Your answer must be every line of the data that holds the string "enough".

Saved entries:
_ _ _ _ _

PR #351, opened 2020-09-03
fixes #256 - btc-node-config via env-vars

### LINKED ISSUE #256: Flexible Core-configuration via environment-variables
In certain scenarios, that might make a lot of sense.

k9ert:
copied from the info-popup below:

When auto-detect is on, Specter will check for Environment-Variables (BTC_RPC_USER, BTC_RPC_PASSWORD, BTC_RPC_HOST, BTC_RPC_PORT) to configure the connection or attempt to automatically locate your Bitcoin data 
directory and load your node configurations from it.

### DIFF
--- a/src/cryptoadvance/specter/cli.py
+++ b/src/cryptoadvance/specter/cli.py
@@ -187,6 +187,7 @@ def bitcoind(debug, mining, docker_tag):
     from .bitcoind import (BitcoindDockerController,
                            fetch_wallet_addresses_for_mining)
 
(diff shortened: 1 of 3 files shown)


k9ert:
Usually you probably use the env-vars if you connect to a remote-host. That should be https by default. If you really want to do something stupid (e.g. for testing reasons) you can still specify BTC_RPC_PROTOCOL=http .

stepansnigirev:
Oh, got it. Then it should be fine, sorry!

PR #352, opened 2020-09-03
Cleanups

stepansnigirev:
I started some minor refactoring of the codebase, created a `util` folder with potentially useful isolated modules.
Ideally the whole `helpers.py` should be splitted into modules and moved to util.

At the moment `util` contains:
- `base58` encoding-decoding tools
- `xpub` tools for slip132 conversion and fingerprint extraction
- `bcur` tools for Cobo
- `merkleblock` proofs
- `tor` hidden service utils
- `json_rpc` class used by HWIBridge (and by SpecterRPC in the future)

Even though I almost didn't change the code, things may break because I didn't change imports properly.


k9ert:
LGTM. As long as checks have passed, i'd merge this PR.

PR #354, opened 2020-09-04
Add gen-certificate tool for self-signed certificates

stepansnigirev:
An easier way to generate self-signed certificates.


k9ert:
LGTM

PR #368, opened 2020-09-08
set logger level to INFO by default

stepansnigirev:
Otherwise we get a huuuuge number of debug messages from requests module.
If someone wants to see debug messages, we should be able to configure it from general settings of Specter.


k9ert:
Good point. Looks good, merging.

PR #375, opened 2020-09-10
fix load_jsons and wallet manager update

stepansnigirev:
load_jsons was failing even if only one of the json files is damaged.
wallet manager was ignoring all errors.
This caused problems when a single empty json file was preventing all wallets from appearing in Specter.

With this PR load_jsons will load all files it can even if some of them are damaged.
Wallet manager will only ignore RPC errors (i.e. Core is not running).


ben-kaufman (approved):
Works great!

PR #383, opened 2020-09-12
Use Tor to get pruned node blockchain data and connect to remote Core node

### LINKED ISSUE #363: Add support for connecting to a remote node over Tor
Connecting to a bitcoin core over Tor would be nice to have.
Same for block explorer url.
Probably can be done with requests sessions.
See for example https://stackoverflow.com/questions/42971622/fetching-a-onion-domain-with-requests

ben-kaufman:
Fix #363 

Notes:
- Not tested yet, should work in theory though (if Tor is running) and should anyway not break anything if Tor couldn't be connected to. But needs to first be tested (I'll try to check connecting to remote Tor node, @stepansnigirev can you try maybe the rescan UTXO on a pruned node, can set explorer to Blockstream's `http://explorerzydxu5ecjrkwceayqybizmpjjznk5izmitf2modhcusuqlid.onion/`)
- I made connecting to remote Bitcoin Core node use Tor by default, since Tor will cause calls to be significantly slower, it might make more sense to add this as an option in settings? Or only for `.onion`s?

Edit:

Tested connecting to myNode Bitcoin Core over Tor, works.

### DIFF
--- a/src/cryptoadvance/specter/rpc.py
+++ b/src/cryptoadvance/specter/rpc.py
@@ -265,7 +265,7 @@ class BitcoinRPC:
         if "wallet" in kwargs:
             url = url+"/wallet/{}".format(kwargs["wallet"])
         r = None
-        if 'localhost:' not in url and '127.0.0.1:' not in url:
+        if '.onion' in url:
             try:
                 requests_session = requests.Session()
                 requests_session = requests.Session()
--- a/src/cryptoadvance/specter/rpc.py
+++ b/src/cryptoadvance/specter/rpc.py
@@ -264,8 +264,29 @@ class BitcoinRPC:
         url = self.url
         if "wallet" in kwargs:
             url = url+"/wallet/{}".format(kwargs["wallet"])
-        r = requests.post(
-            url, data=json.dumps(payload), headers=headers, timeout=timeout)
+        r = None
+        if 'localhost:' not in url and '127.0.0.1:' not in url:
+            try:
+                requests_session = requests.Session()
+                requests_session = requests.Session()
+                requests_session.proxies = {}
+                requests_session.proxies['http'] = 'socks5h://localhost:9050'
+                requests_session.proxies['https'] = 'socks5h://localhost:9050'
+                r = requests_session.post(
+                    url,
+                    data=json.dumps(payload),
+                    headers=headers,
+                    timeout=timeout
+                )
+            except Exception:
+                pass  # Tor call failed
+        if r is None:
+            r = requests.post(
+                url,
+                data=json.dumps(payload),
+                headers=headers,
+                timeout=timeout
+            )
         self.r = r
         if r.status_code != 200:
             raise RpcError(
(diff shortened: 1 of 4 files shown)


src/cryptoadvance/specter/rpc.py
```diff
@@ -264,8 +264,29 @@ def multi(self, calls: list, **kwargs):
         url = self.url
         if "wallet" in kwargs:
             url = url+"/wallet/{}".format(kwargs["wallet"])
-        r = requests.post(
-            url, data=json.dumps(payload), headers=headers, timeout=timeout)
+        r = None
+        if 'localhost:' not in url and '127.0.0.1:' not in url:
+            try:
+                requests_session = requests.Session()
+                requests_session = requests.Session()
```
stepansnigirev, line 271:
```suggestion
                requests_session = requests.Session()
```

src/cryptoadvance/specter/rpc.py
```diff
@@ -264,8 +264,29 @@ def multi(self, calls: list, **kwargs):
         url = self.url
         if "wallet" in kwargs:
             url = url+"/wallet/{}".format(kwargs["wallet"])
-        r = requests.post(
-            url, data=json.dumps(payload), headers=headers, timeout=timeout)
+        r = None
+        if 'localhost:' not in url and '127.0.0.1:' not in url:
```
stepansnigirev, line 268: why for all domains? it will certainly fail for any local network ip addresses.
Maybe better to do it only for onion?

```suggestion
        if '.onion' in url:
```

ben-kaufman: ok

src/cryptoadvance/specter/rpc.py
ben-kaufman: Good catch, for some reason github doesn't let me accept the suggestion so I'll just close it here and edit manually

src/cryptoadvance/specter/rpc.py
```diff
@@ -264,8 +264,28 @@ def multi(self, calls: list, **kwargs):
         url = self.url
         if "wallet" in kwargs:
             url = url+"/wallet/{}".format(kwargs["wallet"])
-        r = requests.post(
-            url, data=json.dumps(payload), headers=headers, timeout=timeout)
+        r = None
+        if '.onion' in url:
+            try:
+                requests_session = requests.Session()
+                requests_session.proxies = {}
```
PulpCattel, line 271: Is `requests_session.proxies = {}` needed?

`Session` object already [initialize](https://github.com/psf/requests/blob/967a05bfffcb68f97296eda197b062221c2ebc0d/requests/sessions.py#L373) the attribute `proxies` to {}

src/cryptoadvance/specter/wallet.py
```diff
@@ -432,18 +432,26 @@ def _rescan_utxo_thread(self, explorer=None):
             for tx in existing
         ])
         # handle missing transactions now
-        # TODO: do it over Tor
+        # if Tor is running, requests will be sent over Tor
         if explorer is not None:
+            try:
+                requests_session = requests.Session()
+                requests_session.proxies = {}
```
PulpCattel, line 439: Same as above

src/cryptoadvance/specter/rpc.py
ben-kaufman: Right, that's redundant, removed. Thanks for the review!

PR #387, opened 2020-09-12
FAQ: Troubleshooting rescanning

k9ert:


docs/faq.md
```diff
@@ -346,6 +347,10 @@ Specter only works with python3, so use pip3 to install it
 
 Run it with the
  command `python3 -m cryptoadvance.specter server` - then it will use python3
+ 
+## *I created an existing wallets but even after rescanning, specter couldn't find any funds?*
+
+Make sure you're using the right type of wallet. There are "Nested Segwit" and "Native segwit". Make sure to choose the right one. Also, it's relevant whether you're watching enough addresses. By default only 20 addresses are watched. Maybe your wallet needs more so increase them in the settings-menu of the wallet.Also  if you're using a pruned might be difficult depending on much data your node holds. There are some ideas on how to circumvent that which probably involves privacy issues so it's definitely recommended to use a non-pruned-node if dealing with older wallets.
```
ben-kaufman, line 353:
```suggestion
Make sure you're using the right type of wallet. There are "Nested Segwit" and "Native segwit". Make sure to choose the right one. Also, it's relevant whether you're watching enough addresses. By default only 20 addresses are watched. Maybe your wallet needs more so increase them in the settings-menu of the wallet.
If you're running a pruned node, it's not possible to scan for the entire transaction history without doing a full re-download of the blockchain (IBD). Alternatively, we also support scanning for only the existing wallet balance (UTXO) which is very quick and supports both full and pruned nodes. However, for pruned nodes to support this feature, we must query some external data from an outside source (such as a block explorer, configurable by the user). This does not constitute a security risk, as the validity of the data can be verified against the hash existing on the pruned node itself, but can be a potential privacy risk, although it's possible to get the data over Tor to reduce the potential privacy leak. Yet, we still strongly recommend using a non-pruned-node (if possible) when dealing with older wallets.
```

k9ert:
Guess i have to update after the next release, though. Thanks so far!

_ _ _ _ _

Answer to the exercise:
+Make sure you're using the right type of wallet. There are "Nested Segwit" and "Native segwit". Make sure to choose the right one. Also, it's relevant whether you're watching enough addresses. By default only 20 addresses are watched. Maybe your wallet needs more so increase them in the settings-menu of the wallet.Also  if you're using a pruned might be difficult depending on much data your node holds. There are some ideas on how to circumvent that which probably involves privacy issues so it's definitely recommended to use a non-pruned-node if dealing with older wallets.
Make sure you're using the right type of wallet. There are "Nested Segwit" and "Native segwit". Make sure to choose the right one. Also, it's relevant whether you're watching enough addresses. By default only 20 addresses are watched. Maybe your wallet needs more so increase them in the settings-menu of the wallet.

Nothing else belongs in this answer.